Notably, the FTC also made it evident that companies should obtain express consumer consent before sharing sensitive health information and be clear and accurate about whether HIPAA applies, noting that touting HIPAA compliance, seals, or certifications may deceive consumers (especially since only OCR may determine whether an entity is in fact HIPAA compliant).
Overall tracking technology considerations
Considering the Agencies’ guidance and enforcement, all entities that collect IHI (including PHI) should consider taking the following steps:
-
Perform data mapping to understand the data collected from patients/consumers and identify the purposes for which it is used and shared, taking into account what health information could be inferred by the data collected, not just the data itself;
-
Identify what privacy and security laws apply to the IHI collected and be clear about which laws apply in public-facing statements, keeping in mind that different privacy laws could apply to different lines of business;
-
Avoid making “HIPAA compliant” type claims and using misleading HIPAA seals and logos in public-facing documents;
-
Compare current use and sharing of IHI with statements made to the public regarding such use and sharing, and address any inaccuracies;
-
If IHI is shared with tracking technology vendors, confirm that all legally required authorizations and consents were obtained (e.g., consent or authorization for marketing) and necessary agreements are in place (for example, business associate agreements if PHI is involved); and
-
Contact counsel if it is determined that prior use and disclosure of IHI could have resulted in an unauthorized use or disclosure.
-
Proposed Privacy Rule: “Reproductive Health Care”

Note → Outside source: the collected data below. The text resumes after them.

PR #140, opened 2017-05-31
update the scope definition

o-:
as recently discussed it is no longer considered valid if a variable
has two declaration.

This change updates the scope checker to reflect this decision.

### DIFF
--- a/scope.ml
+++ b/scope.ml
@@ -43,15 +43,15 @@ let infer ({formals; instrs} : analysis_input) : inferred_scope array =
     in
     let update pc cur =
       let instr = instructions.(pc) in
-      let declared = Instr.declared_vars instr in
-      let declared' = VarSet.elements declared in
-      let declared' = List.map (fun v -> (v, pc)) declared' in
-      let declared' = DeclSet.of_list declared' in
+      let declared_vars = Instr.declared_vars instr in
+      let decls = VarSet.elements declared_vars
+                |> List.map (fun v -> (v, pc))
+                |> DeclSet.of_list in
       let info = cur.info in
-      let shadowed = VarSet.inter (decl_as_var_set info) declared in
+      let shadowed = VarSet.inter (decl_as_var_set info) declared_vars in
       if not (VarSet.is_empty shadowed) then
         raise (DuplicateVariable (shadowed, pc));
-      let updated = DeclSet.union info declared' in
+      let updated = DeclSet.union info decls in
       let dropped = VarSet.elements (Instr.dropped_vars instr) in
       let remove set el = DeclSet.filter (fun (v, _) -> v <> el) set in
       let final_info = List.fold_left remove updated dropped in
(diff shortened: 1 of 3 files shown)


scope.ml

In April 2023, OCR proposed the “HIPAA Privacy Rule to Support Reproductive Health Care Privacy” (Proposed Rule), which aims to protect patient–provider confidentiality and prevent private medical records from being used against people for merely seeking, obtaining, providing, or facilitating lawful reproductive healthcare.[13] Among other things, the Proposed Rule would prohibit Regulated Entities from:
-
“using or disclosing PHI where the PHI would be used for a criminal, civil, or administrative investigation into or proceeding against any person in connection with seeking, obtaining, providing, or facilitating lawful reproductive health care, or
-
“identifying any person for the purpose of initiating such an investigation or proceeding . . .” (referred to as “prohibited purposes”).
This new prohibition would apply when the investigation or proceeding relates to care that is provided outside of the state where the investigation or proceeding is authorized and is lawful in the state where the care was provided. Additionally, OCR proposed that third-party reproductive health information requests be accompanied by an attestation stating that the information will not be used for prohibited purposes. The Proposed Rule would not create a blanket prohibition on disclosure of reproductive health PHI. Instead, it focuses on the purpose of the disclosure or the use of such reproductive health PHI, as opposed to the type of PHI requested or the type of Regulated Entity that receives the request. OCR notes that the Proposed Rule is constructed this way to prevent slowing or limiting providers from coordinating care.
The Proposed Rule, if finalized, would create a new category of PHI subject to special protections; therefore, Regulated Entities should begin considering what additional policies, procedures, and safeguards might be necessary for compliance, keeping in mind that, if finalized, the rule would apply to information that is clearly considered reproductive health information and (according to the Bulletin) inferences that relate to reproductive health.